Quadratic Equation Solver

Check your algebra homework instantly with our Quadratic Equation Solver. Enter your $a$, $b$, and $c$ coefficients to find the exact roots, the discriminant, and whether the roots are real or complex.

The Quadratic Formula

A standard quadratic equation is written in the form:

$ax^2 + bx + c = 0$

To find the roots (the points where the parabola crosses the x-axis), we use the famous quadratic formula:

$x = \frac{-b \pm \sqrt{b^2 - 4ac}}{2a}$

The Discriminant ($\Delta$)

The part of the formula under the square root is called the discriminant.
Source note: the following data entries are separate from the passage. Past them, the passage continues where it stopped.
PR #121, opened 2021-11-14
Publish Turing's chart with optional MLP dependencies

romanwozniak:
### Context:
Turing depends on core MLP API (`projects` and `secrets` API) and Merlin API (`environments` API). Each of these components, as well as Turing, has its own Helm chart, however, these charts are missing some of the default values which makes the deployment much harder as it requires from users/administrators deep knowledge about the configuration of each of the components. With this PR we are moving forward and making it possible to install Turing with a single `helm install` command.

#### MLP/Merlin added as Turing's subcharts:
This could be changed in the future, but for now, we added MLP/Merlin charts as sub-charts of the Turing chart. The reason for this is that:
a) There are no published charts of Merlin at the moment 
b) It was required to update both MLP/Merlin charts to resolve conflicts over cluster resources (ConfigMaps/Deployments/Secrets etc.) created with the same name. 
It's expected, that at some point these changes will be propagated into the corresponding MLP/Merlin repositories and charts will be published into the charts registry, so we can remove these sub-charts and add the dependencies directly.

#### End-to-End test suite:
Our e2e CI job is now updated to 
1. Use the new chart to deploy Turing with all its dependencies into the k3d-k8s cluster
2. Run e2e separately for in-cluster credentials deployment (Turing API uses credentials mounted to its pods to deploy routers into the same k8s cluster where the API is deployed) and remote cluster deployments (Turing API fetches remote cluster credentials from Vaults KV secrets engine).

#### Other Changes:
- Added support of the `LogLevel` config into Turing API, to make it possible to enable `DEBUG` logs during the deployment
- Added Gateway and VirtualService to deploy mlp/merlin/turing under a single host:
  - `/api/turing` -> Turing API
  - `/api/merlin` -> Merlin API
  - `/api` -> MLP API
  - `/turing` -> Turing UI
  - `/` -> MLP UI

### Next Steps:
This will be addressed in a separate PR:
- [ ] Update documents section with detailed information on configurable chart values
- [ ] Update Turing's installation guide with updated information how to deploy Turing into k8s cluster


infra/charts/turing/subcharts/merlin/values.yaml
```diff
@@ -0,0 +1,173 @@
...
+    dashboardRepository: data-science/slo-specs
+    dashboardBranch: master
+    alertRepository: lens/artillery/datascience
+    alertBranch: master
+  warden:
+    apiHost: ""
+
+monitoring:
+  enabled: false
+  # baseURL: ""
```
terryyylim, line 79: I think it's okay to uncomment these 2 lines.

infra/charts/turing/subcharts/mlp/db-migrations/2_applications_config.up.sql
```diff
@@ -0,0 +1,29 @@
...
+                {
+                    "name": "Ensemblers",
+                    "href": "/ensemblers"
+                },
+                {
+                    "name": "Ensembling Jobs",
+                    "href": "/jobs"
+                }
+            ]
+        }',
```
terryyylim, line 26: Should we include the following in this db-migration or in a separate one as introduced in this [PR](https://github.com/gojek/mlp/pull/39)?
```
{
       "name": "Experiments",
       "href": "/experiments"
}
```

api/turing/service/mlp_service.go
```diff
@@ -3,17 +3,16 @@ package service
...
 	"context"
 	"fmt"
-	"log"
 	"net/http"
 	"time"
 
 	"github.com/antihax/optional"
 	merlin "github.com/gojek/merlin/client"
 	mlp "github.com/gojek/mlp/api/client"
+	"github.com/gojek/turing/api/turing/log"
```
terryyylim, line 12: nit: `turing` related imports in a separate block?

api/turing/it/database/database.go
```diff
@@ -1,17 +1,19 @@
...
 
 package database
 
 import (
 	"database/sql"
 	"fmt"
+	"testing"
+	"time"
+
+	"github.com/gojek/turing/api/turing/log"
```
terryyylim, line 12: nit: `turing` related imports in a separate block?

infra/charts/turing/templates/deployment.yaml
```diff
@@ -110,7 +110,7 @@ spec:
           secretName: {{ template "turing.fullname" .}}-api-config
       - name: db-migrations
         configMap:
-          name: {{ .Release.Name }}-db-migrations
+          name: {{ template "turing.fullname" .}}-db-migrations
```
terryyylim, line 113: nit `. }}` (space after fullstop)

.github/workflows/turing.yaml
```diff
@@ -342,15 +342,22 @@ jobs:
...
       TURING_API_VERSION: ${{ needs.build-api.outputs.api-version }}
       TURING_ROUTER_VERSION: ${{ needs.build-router.outputs.router-version }}
     needs:
       - build-api
       - build-router
       - build-cluster-init
+    strategy:
+      fail-fast: false
+      matrix:
+        useInClusterConfig: [false, true]
```
ashwinath, line 354: Screenshot 2021-11-15 at 9 57 47 AM

I'm not sure if it's possible but can we have nicer names other than true, false here?

api/e2e/test/00_all_e2e_test.go
```diff
@@ -1,3 +1,4 @@
+//go:build e2e
```
ashwinath, line 1: What's the reason for this build tag change?

.github/workflows/turing.yaml
romanwozniak: This is how it works by design, but I have some workaround in mind, let me try it.

.github/workflows/turing.yaml
```diff
@@ -491,44 +479,45 @@ jobs:
...
+        with:
+          workloads: >-
+            deployment/mockserver,
+            deployment/turing-mlp,
+            deployment/turing-merlin,
+            deployment/turing
+          timeout: 300 #seconds
+          max-restarts: -1
 
       - if: steps.wait-for-deployment.outcome == 'failure' && always()
```
krithika369, line 518: What's this `always()` here ?

api/e2e/test/00_all_e2e_test.go
romanwozniak: Ah, I'm using go 1.17 on my local machine and go 1.17 has introduced transition from `+build ...` tags to `go:build ...` format. ([Release Notes](https://golang.org/doc/go1.17)).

It tells you exactly what kind of roots the equation has:

$\Delta = b^2 - 4ac$

Understanding the Results

By analyzing the discriminant ($\Delta$), you can check if your homework answers make sense:

• If $\Delta > 0$: The equation has two distinct real roots. The parabola crosses the x-axis at two different points.
• If $\Delta = 0$: The equation has one repeated real root. The vertex of the parabola rests exactly on the x-axis.
• If $\Delta < 0$: The equation has two complex (imaginary) roots. The parabola never touches the x-axis. Complex roots are usually written in the format $a + bi$.